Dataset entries
——————

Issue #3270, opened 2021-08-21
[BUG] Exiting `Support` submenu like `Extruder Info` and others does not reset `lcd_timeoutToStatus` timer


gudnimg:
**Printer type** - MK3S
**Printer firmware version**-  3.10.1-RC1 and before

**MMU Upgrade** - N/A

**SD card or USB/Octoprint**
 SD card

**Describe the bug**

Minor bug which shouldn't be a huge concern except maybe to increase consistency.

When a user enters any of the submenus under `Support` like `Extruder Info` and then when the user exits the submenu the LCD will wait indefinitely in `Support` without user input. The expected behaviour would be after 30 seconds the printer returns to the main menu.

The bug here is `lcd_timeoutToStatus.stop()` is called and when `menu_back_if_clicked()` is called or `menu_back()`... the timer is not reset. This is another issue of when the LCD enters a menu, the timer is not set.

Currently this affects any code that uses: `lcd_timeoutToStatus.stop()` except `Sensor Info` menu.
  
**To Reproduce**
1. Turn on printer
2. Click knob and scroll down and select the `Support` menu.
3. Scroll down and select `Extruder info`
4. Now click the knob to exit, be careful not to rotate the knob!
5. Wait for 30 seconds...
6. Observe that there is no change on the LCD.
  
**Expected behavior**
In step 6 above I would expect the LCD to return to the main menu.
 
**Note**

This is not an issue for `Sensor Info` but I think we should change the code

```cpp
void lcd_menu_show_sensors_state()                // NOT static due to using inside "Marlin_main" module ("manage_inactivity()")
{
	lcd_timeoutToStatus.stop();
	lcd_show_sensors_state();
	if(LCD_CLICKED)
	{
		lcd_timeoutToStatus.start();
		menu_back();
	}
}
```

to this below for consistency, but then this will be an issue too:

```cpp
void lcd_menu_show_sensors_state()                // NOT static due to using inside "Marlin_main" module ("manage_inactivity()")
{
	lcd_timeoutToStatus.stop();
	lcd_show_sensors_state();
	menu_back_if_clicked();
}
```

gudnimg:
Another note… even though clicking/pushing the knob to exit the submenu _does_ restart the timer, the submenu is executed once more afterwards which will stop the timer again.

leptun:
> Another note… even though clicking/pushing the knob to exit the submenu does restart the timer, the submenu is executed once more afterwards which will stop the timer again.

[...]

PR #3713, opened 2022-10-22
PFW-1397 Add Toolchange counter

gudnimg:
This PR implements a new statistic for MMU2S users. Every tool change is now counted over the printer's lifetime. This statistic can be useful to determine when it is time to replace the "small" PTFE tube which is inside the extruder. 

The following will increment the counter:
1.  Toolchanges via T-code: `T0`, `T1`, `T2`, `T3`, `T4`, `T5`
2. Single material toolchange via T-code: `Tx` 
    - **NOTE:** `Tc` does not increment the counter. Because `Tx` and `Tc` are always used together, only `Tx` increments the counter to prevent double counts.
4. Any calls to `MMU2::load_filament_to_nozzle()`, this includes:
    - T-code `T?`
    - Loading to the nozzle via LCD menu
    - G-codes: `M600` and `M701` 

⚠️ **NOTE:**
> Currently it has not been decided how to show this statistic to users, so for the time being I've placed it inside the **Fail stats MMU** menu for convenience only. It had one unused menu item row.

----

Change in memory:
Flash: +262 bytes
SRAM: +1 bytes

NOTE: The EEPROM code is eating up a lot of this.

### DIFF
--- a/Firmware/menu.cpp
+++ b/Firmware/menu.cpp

——————

*Task goal*
Your reply must contain exactly the lines from the first line of the data through the line holding "Minor bug which", and nothing more.

*Answer to the problem*
Issue #3270, opened 2021-08-21
[BUG] Exiting `Support` submenu like `Extruder Info` and others does not reset `lcd_timeoutToStatus` timer


gudnimg:
**Printer type** - MK3S
**Printer firmware version**-  3.10.1-RC1 and before

**MMU Upgrade** - N/A

**SD card or USB/Octoprint**
 SD card

**Describe the bug**

Minor bug which shouldn't be a huge concern except maybe to increase consistency.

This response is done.